Avoiding oxidation and thermal degradation
Oxidation occurs when a fluid comes in contact with air at elevated temperatures and is one of the most common ways a fluid suffers from degradation, usually resulting in sludge formation within the system. While the various heat transfer fluid chemistries are affected at different temperatures, the most common petroleum-based fluids will experience oxidation at temperatures above 200°F. In fact, it's generally accepted that for every 15 degree increase in temperature (above 200°F), the rate of oxidation doubles.
Thermal degradation, or thermal cracking, is the breaking of carbon - carbon bonds in the fluid molecules by heat in excess of the fluid's recommended maximum bulk temperature. The reaction may either stop at that point, in which case smaller molecules than previously existed are formed, or the fragments may react with each other to form polymeric molecules larger than previously existed in the fluid.
So what to do about it?
Weak points with respect to oxidation can easily be identified by looking for any point in the system where the fluid contacts air. Once these points are identified, during normal operation you should measure the average fluid temperature in this area (usually expansion tank or reservoir).
If the fluid temperature is below 200°F, the system should be sufficiently guarded against excessive oxidation. If however, the fluid temperature is above 200°F there are a few quick steps that might help.
- If the system does not have an external expansion tank or fluid reservoir, consider adding one. Generally, placing a reservoir of 'cold' fluid at the point of air contact will significantly reduce oxidation.
- If the system has an external reservoir but is running hot, examine the flow path. If the fluid is flowing through the reservoir, consider plumbing it so that the reservoir is "T’d" into the system and not part of the circulation loop.
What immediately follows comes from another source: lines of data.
PR #31, opened 2023-03-15
Allow inheriting of template types, prevent some undefined behavior

Zaggy1024:
This splits off parsing of custom type declarations from normal type declarations to allow template parameters to be parsed using that function. Using that function allows more verification of the types that are inherited from and to read template parameter values. For example, the following code will now work:

```c++
struct Base<T> {
    T parent_var;
};

struct Test<T> : Base<T> {
    T child_var;
};

Test<u32> test @ 0;
```

In the process, several issues should be fixed:

- Declaring a variable in the global scope with multiple template parameter variables would cause those template parameters to overwrite each other in memory. This fixes https://github.com/WerWolv/ImHex/issues/956.
- Type declarations would successfully parse and evaluate without enough template parameters for their struct, causing a null deref.
- The source location displayed when a variable already existed was always line 1, column 1.
- Any template parameter with the same name as a variable in the scope of the type declaration passing the parameter would cause an error, for example: `struct TestA<auto a> {}; struct TestB { u32 a = 0; TestA<a> test; }; TestB @ 0;`


lib/include/pl/core/ast/ast_node_type_decl.hpp
```diff
@@ -76,15 +76,46 @@ namespace pl::core::ast {
         [[nodiscard]] std::vector<std::shared_ptr<ptrn::Pattern>> createPatterns(Evaluator *evaluator) const override {
             evaluator->updateRuntime(this);
 
-            evaluator->pushTemplateParameters();
-            ON_SCOPE_EXIT { evaluator->popTemplateParameters(); };
+            std::vector<std::unique_ptr<ASTNodeLiteral>> templateParamLiterals(this->m_templateParameters.size());
 
-            for (const auto &templateParameter : this->m_templateParameters) {
+            // Get template parameter values before pushing a new template parameter scope so that variables from the parent scope are used before being overwritten.
+            for (size_t i = 0; i < this->m_templateParameters.size(); i++) {
```
WerWolv, line 82: This pattern here can generally be replaced with a for-each loop. `for (const auto &templateParameter : this->m_templateParameters)`

lib/include/pl/core/ast/ast_node_type_decl.hpp
```diff
@@ -76,15 +76,46 @@ namespace pl::core::ast {
...
+                evaluator->popTemplateParameters();
+            };
+
+            {
+                evaluator->pushSectionId(ptrn::Pattern::HeapSectionId);
+                ON_SCOPE_EXIT {
+                    evaluator->popSectionId();
+                };
+
+                for (size_t i = 0; i < this->m_templateParameters.size(); i++) {
```
WerWolv, line 106: Same here

lib/include/pl/core/ast/ast_node_type_decl.hpp
```diff
@@ -76,15 +76,46 @@ namespace pl::core::ast {
...
-            ON_SCOPE_EXIT { evaluator->popTemplateParameters(); };
+            std::vector<std::unique_ptr<ASTNodeLiteral>> templateParamLiterals(this->m_templateParameters.size());
 
-            for (const auto &templateParameter : this->m_templateParameters) {
+            // Get template parameter values before pushing a new template parameter scope so that variables from the parent scope are used before being overwritten.
+            for (size_t i = 0; i < this->m_templateParameters.size(); i++) {
+                auto &templateParameter = this->m_templateParameters[i];
                 if (auto lvalue = dynamic_cast<ASTNodeLValueAssignment *>(templateParameter.get())) {
+                    if (!lvalue->getRValue())
+                        err::E0003.throwError(fmt::format("There is no value for template parameter variable {}. This is a bug.", lvalue->getLValueName()), {}, this);
```
WerWolv, line 86: I'd rename this error to something like `No value set for non-type template parameter {}. This is a bug.`

WerWolv (changes requested):
Looks really clean all in all :) Thank you!

lib/include/pl/core/ast/ast_node_type_decl.hpp
Zaggy1024: This uses an index to look up the values in `m_templateParameters` and `templateParameterLiterals` at the same time, should I change this to use a for-each and an iterator declared outside the loop?

lib/include/pl/core/ast/ast_node_type_decl.hpp
Zaggy1024: This uses an index so that it can assign to the vector at the correct parameter index, leaving null pointers in all the other slots. I could change it to use for-each and an index outside the scope of the loop, though, up to you.

WerWolv (approved):

WerWolv:
I love this PR. This fixes basically all issues that existed with templates that I couldn't figure out myself. Thanks a lot!

PR #33, opened 2023-03-22
Create non-type template parameter variables with the correct type

Zaggy1024:
This fixes an issue where passing a pattern as a template parameter would result in the error message `Cannot cast from type 'Type' to type '???'.` due to not creating patterns for the specific custom type being assigned to the parameter.


WerWolv:
Thanks!

PR #34, opened 2023-03-22
Bitfields: Enable nesting, arrays, function calls, match, templates

Zaggy1024:
This also fixes the reading of little-endian bitfields, which should have been byte swapped. See https://github.com/WerWolv/ImHex/issues/981


lib/source/pl/lib/std/mem.cpp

- If the expansion tank is not part of the circulation loop but is still running hot, you can consider moving it further away from the main system or add a nitrogen blanket to buffer the fluid from air contact.
One important note is that not all fluids are affected the same by oxidation. Because oxidation is a major downfall to heat transfer fluids, all Duratherm fluids now contain an extensive additive system to combat oxidation. Check with your fluid supplier to ensure they have incorporated some protection in their fluid, particularly if your system is open to the atmosphere.
Thermal degradation happens when a fluid is heated past its recommended bulk or skin temperatures, sometimes resulting in cracking or breaking of the fluid's molecules. Beyond ensuring your fluid is properly matched to your equipment and temperature requirements, there are a few things to be aware of that can contribute to thermal degradation.
- Startup and shutdown. We commonly see systems either heated up too fast or shut down without cooling first. During startup, particularly with electrically heated systems, it is important to heat the system gradually, for a few reasons. This not only helps reduce the risk of thermal degradation, but also ensures any moisture or vapors are vented from the system gradually without cavitating the pumps, or even worse, having a geyser of vapor and fluid erupting from vent points. Shutdown is equally important, again particularly with electrically heated systems. If a system is not allowed to cool before stopping, circulation fluid can become trapped in the heater/boiler and will likely see temperatures much higher than the fluid is rated for.
- Another potential cause of thermal degradation is modifying system design. A well-engineered system will utilize the heat transfer fluid as efficiently as possible without wasting valuable energy/fuel. This means that pumps, valves, heater watt densities, user loads etc. are all engineered to work in harmony. However, as systems age or needs change it is likely that some aspect of the system will need to be changed, modified or removed. If this is the case, work closely with system manufacturers, engineers and fluid suppliers to ensure you will remain within the parameters of the system’s original design or that compensations are allowed for with respect to the fluid’s capabilities.